These Nrn1 (or cpg15) knock-out mice may have applications in studies examining the roles played by synapse maturation and stabilization on learning ability.
Elly Nedivi, Massachusetts Institute of Technology
Cpg15-/- mice lack exons 2-3 of the neuritin 1 (Nrn1) gene, abolishing gene expression. CPG15 is a glycosyl-phosphoinositide (GPI) protein tethered to neural progenitors as well as postmitotic-differentiating neurons of the thalamus and forebrain, including hippocampus and cortex, as well as some brainstem sensory nuclei. CPG15 promotes neurite outgrowth and branching, synapse formation, and activity-dependent plasticity. These Cpg15-/- mice exhibit a delay in axonal and dendritic arborization and maturation of excitatory synapses. Neural progenitors seem unaffected. The development of excitatory synaptic contacts is delayed, leading to eventual dendritic spine loss. These mice also display poor learning with delayed acquisition of new memories. Heterozygous mice are viable and fertile. Homozygotes viable and fertile, 3% smaller, and weigh 20-30% less than wildtype littermates. Some post-natal lethality occurs.
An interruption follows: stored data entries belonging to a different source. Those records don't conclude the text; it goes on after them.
PR #484, opened 2024-02-08
Fix gRPC conversion for sparse search batch

agourlay:
Fixes the gRPC conversion for batch search requests containing sparse vectors.

### DIFF
--- a/qdrant_client/conversions/conversion.py
+++ b/qdrant_client/conversions/conversion.py
@@ -1955,13 +1955,13 @@ class RestToGrpc:
     @classmethod
     def convert_named_vector_struct(
         cls, model: rest.NamedVectorStruct
-    ) -> Tuple[List[float], Optional[List[int]], Optional[str]]:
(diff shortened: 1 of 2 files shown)


qdrant_client/conversions/conversion.py
```diff
@@ -1955,23 +1955,26 @@ def convert_batch_vector_struct(
     @classmethod
     def convert_named_vector_struct(
         cls, model: rest.NamedVectorStruct
-    ) -> Tuple[List[float], Optional[str]]:
+    ) -> Tuple[List[float], Optional[grpc.SparseIndices], Optional[str]]:
         if isinstance(model, list):
```
joein, line 1959: I am a little bit confused by our naming...

Why do we have `NamedVectorStruct` which can be a `List[StrictFloat]` :(

Code is correct though 👍

joein (approved):

qdrant_client/conversions/conversion.py
agourlay: Anonymous named vector #legacy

A targeting vector was designed to insert a loxP site upstream of exon 2 and a floxed Frt-flanked neomycin resistance (neo) cassette downstream of exon 3 of the neuritin 1 (Nrn1) gene. The construct was electroporated into C57BL/6-derived embryonic stem (ES) cells and correctly targeted ES cells were injected into BALB/c blastocysts. The resulting Cpg15flox-neo/+ offspring were bred to C57BL/6 mice. To remove the neo cassette, fertilized eggs from Cpg15flox-neo/+ mice were transiently transfected with a pOG-Flpe6 expression plasmid resulting in Cpg15flox/+ offspring. These Cpg15flox/+ were then bred with B6.FVB-Tg(EIIa-cre)C5379Lmgd/J mice (Stock No. 003724) to removed exons 2-3. Cpg15+/- mice were bred together to create Cpg15-/- mice. Upon arrival, mice were bred to C57BL/6J inbred mice (Stock No. 000664) for at least one generation to establish the colony.
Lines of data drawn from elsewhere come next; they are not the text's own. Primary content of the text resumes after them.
Issue #490, opened 2024-02-12
Tracking issue: local mode for Qdrant v1.8


coszio:
There are some new features scheduled for Qdrant v1.8 that need to be implemented in local mode:

- [x] `order_by` in scroll (qdrant/qdrant#3521) => #491 
- [x] `min_should` filtering condition (qdrant/qdrant#3466) => no PR yet
- [x] remove deprecated `clear_payload_deprecated` field => #502
    - https://github.com/qdrant/qdrant-client/blob/66cb6dff45a98d915e572d35a46e2e6e9d9c3b0c/tests/conversions/fixtures.py#L801

generall:
- [ ] Support for datetime

generall:
- [ ] API for checking if collection exists: https://github.com/qdrant/qdrant/pull/3472

joein:
- [] update fastembed integration https://github.com/qdrant/qdrant-client/pull/493

PR #491, opened 2024-02-12
Local mode of `order_by` parameter in `scroll`

coszio:
Tracked by #490 

- updates rest and grpc clients as little as possible
- implements local mode of `order_by` parameter of `scroll` API

## TODO
- [x] congruence tests
- [x] make type checker happy
- [x] ~wait for qdrant/qdrant#3574~, won't introduce these changes for now

### All Submissions:

### New Feature Submissions:

### Changes to Core Features:


coszio:
CI is now failing because of a semi-bug in core, which is fixed here qdrant/qdrant#3622. It will pass once that gets merged and built to `qdrant/qdrant:dev` image

joein:
Hey @coszio 

Are you using the latest python client generator? I think there should be some changes in models regarding `extra="forbidden"`

qdrant_client/local/local_collection.py
```diff
@@ -964,14 +1009,76 @@ def scroll(
...
+        with_vectors: Union[bool, Sequence[str]] = False,
+    ) -> Tuple[List[types.Record], Optional[types.PointId]]:
+        if isinstance(order_by, grpc.OrderBy):
+            order_by = GrpcToRest.convert_order_by(order_by)
+        if isinstance(order_by, str):
+            order_by = models.OrderBy(key=order_by)
+
+        value_and_ids: List[Tuple[OrderingValue, Tuple[ExtendedPointId, int]]] = []
+
+        for id in self.ids.items():
```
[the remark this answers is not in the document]
joein: in this case it is probably even better to unwrap `id` into `external_id`, `internal_id`.

qdrant_client/local/order_by.py
```diff
@@ -0,0 +1,52 @@
...
+
+    def __gt__(self, other: "OrderingValue") -> bool:
+        return self.value > other.value
+
+    def __ge__(self, other: "OrderingValue") -> bool:
+        return self.value >= other.value
+
+    def __le__(self, other: "OrderingValue") -> bool:
+        return self.value <= other.value
+
```
joein, line 24: Why do we need this structure?

tests/congruence_tests/test_scroll_order_by.py
```diff
@@ -0,0 +1,77 @@
...
+def test_simple_scroll() -> None:
+    fixture_points = generate_fixtures(200)
+
+    local_client = init_local()
+    init_client(local_client, fixture_points)
+
+    http_client = init_remote()
+    init_client(http_client, fixture_points)
+    http_client.create_payload_index(
+        COLLECTION_NAME, "rand_number", models.PayloadSchemaType.FLOAT, wait=True
```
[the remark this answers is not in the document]
coszio: Id ordering is not guaranteed. Sorry, just design choice to allow backward compatibility

qdrant_client/conversions/conversion.py
```diff
@@ -1851,6 +1932,52 @@ def convert_with_payload_interface(
...
+    def convert_start_from(cls, model: rest.StartFrom) -> grpc.StartFrom:
+        if isinstance(model, int):
+            return grpc.StartFrom(integer=model)
+        if isinstance(model, float):
+            return grpc.StartFrom(float=model)
+        if isinstance(model, datetime):
+            ts = cls.convert_datetime(model)
+            return grpc.StartFrom(timestamp=ts)
+        if isinstance(model, str):
+            # Pydantic also accepts strings as datetime if they are correctly formatted
```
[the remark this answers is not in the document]
coszio: Not yet in documentation, but they are here
https://github.com/qdrant/qdrant/blob/7ac7398bb129946c7c770f882272a0917d647237/lib/segment/src/types.rs#L1416-L1432

qdrant_client/local/order_by.py
coszio: I feel like it makes types simpler, instead of applying cmp operators on a Union + converting datetimes to a specific type

qdrant_client/conversions/conversion.py
```diff
@@ -1326,6 +1383,25 @@ def convert_range(cls, model: rest.Range) -> grpc.Range:
             lte=model.lte,
         )
 
+    @classmethod
+    def convert_datetime(
+        cls, model: datetime
+    ) -> grpc.google_dot_protobuf_dot_timestamp__pb2.Timestamp:
```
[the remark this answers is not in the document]
coszio: I guess yes 😅

tests/conversions/fixtures.py
```diff
@@ -831,6 +843,29 @@
...
+)
+
+datetime_start_from = grpc.StartFrom(
+    datetime=datetime.datetime.now().isoformat(),
+)
+
+
+order_by = grpc.OrderBy(
+    key="my_field",
+    direction=grpc.Desc,
```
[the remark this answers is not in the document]
coszio: `grpc.Asc` is the default but I will add an extra fixture for this

tests/conversions/fixtures.py
```diff
@@ -54,7 +54,19 @@
     gte=4.0,
 )
 
+timestamp = Timestamp(seconds=12345678, nanos=123456000)
```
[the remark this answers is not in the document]
coszio: It is to test that we actually support microseconds correctly. Is it failing again? I fixed a conversion error a few days back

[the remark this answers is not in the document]
coszio: There is a bug with amount of zeroes, I'll fix it

tests/fixtures/payload.py
```diff
@@ -162,6 +165,11 @@ def one_random_payload_please(idx):
         "text_data": uuid.uuid4().hex,
         "rand_digit": random.randint(0, 9),
         "rand_number": round(random.random(), 5),
+        "rand_datetime": datetime.datetime.fromtimestamp(
+            # random date between 1999 and 2000, with microseconds
+            random.randint(915159600000000, 946695600000000)
```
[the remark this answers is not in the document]
coszio: I agree, let me change it

pyproject.toml
```diff
@@ -55,6 +55,7 @@ Pygments= "2.16.1"
 pyright = "^1.1.293"
 mypy = "^1.0.0"
 types-protobuf = "^4.21.0.5"
+types-python-dateutil = "^2.8.19"
```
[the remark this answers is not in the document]
coszio: I'm gonna try to parse using some custom implementation to avoid this dependency

qdrant_client/local/order_by.py
coszio: We don't actually need this, switching to type alias should be fine

tests/congruence_tests/test_scroll_order_by.py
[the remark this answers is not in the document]
coszio: I will fix this flakyness of the test on Monday

pyproject.toml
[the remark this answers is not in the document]
joein:
```
# These are the formats that should work with just datetime.strptime,
# but it does not handle a variable number of digits in the microseconds section,
# so we have to handle it manually to match what the qdrant core does.
```

Could you please check it again or provide an example?
I tried to find an example with which `strptime` does not work manually, but failed
Also I could not find an example even some random datetime generator

The function I used was:

```python
def another_parse(dt_str):
    for f in [
        "%Y-%m-%dT%H:%M:%S.%f%z",
        "%Y-%m-%d %H:%M:%S.%f%z",
        "%Y-%m-%dT%H:%M:%S.%f%:z",
        "%Y-%m-%d %H:%M:%S.%f%:z",
        "%Y-%m-%dT%H:%M:%S.%f",
        "%Y-%m-%d %H:%M:%S.%f",
        "%Y-%m-%dT%H:%M:%S%z",
        "%Y-%m-%d %H:%M:%S%z",
        "%Y-%m-%dT%H:%M:%S",
        "%Y-%m-%d %H:%M:%S",
        "%Y-%m-%d %H:%M",
        "%Y-%m-%d",
    ]:
        try:
            return datetime.strptime(dt_str, f)
        except Exception:
            pass
```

A 32 SNP (single nucleotide polymorphism) panel analysis, with 27 markers covering all 19 chromosomes and the X chromosome, as well as 5 markers that distinguish between the C57BL/6J and C57BL/6N substrains, was performed on the rederived living colony at The Jackson Laboratory Repository. Two of the 27 markers throughout the genome were segregating, and 2 of 5 markers that determine C57BL/6J from C57BL/6N were found to be segregating. It has been recently determined that the B6.FVB-Tg(EIIa-cre)C5379Lmgd/J mice (Stock No. 003724) used in strain development are on a mixed C57BL/6J ; C57BL/6N genetic background. This data also suggests that these mice were not completely backcrossed or contain a contaminating allele.
|Allele Name||targeted mutation 1.2, Elly Nedivi|
|Allele Type||Targeted (Null/Knockout)|
|Allele Synonym(s)||Nrn1tm1.2Ndiv; targeted mutation 1.2, Elly Nedivi|
|Gene Symbol and Name||Nrn1, neuritin 1|
|Gene Synonym(s)||dJ380B8.2; cpg15; NRN; 0710008J23Rik; 0710008J23Rik; RIKEN cDNA 0710008J23 gene; Nrn|
|Strain of Origin||C57BL/6|
|Molecular Note||A loxP site was inserted upstream of exon 2 and a loxP and FRT flanked neo cassette was inserted downstream of exon 3 via homologous recombination. Recombinase mediated recombination removed the neo cassette and exons 2 and 3.|
|Mutations Made By|| |
Elly Nedivi, Massachusetts Institute of Technology
When maintaining a live colony, heterozygous mice may be bred together. Homozygous mice are viable and fertile, but the DI reports some post-natal lethality suggesting the Homs that survive have the mildest phenotype. They breed Het x Het to keep from attenuating the phenotype.
When using the Cpg15 KO mouse strain in a publication, please cite the originating article(s) and include JAX stock #018402 in your Materials and Methods section.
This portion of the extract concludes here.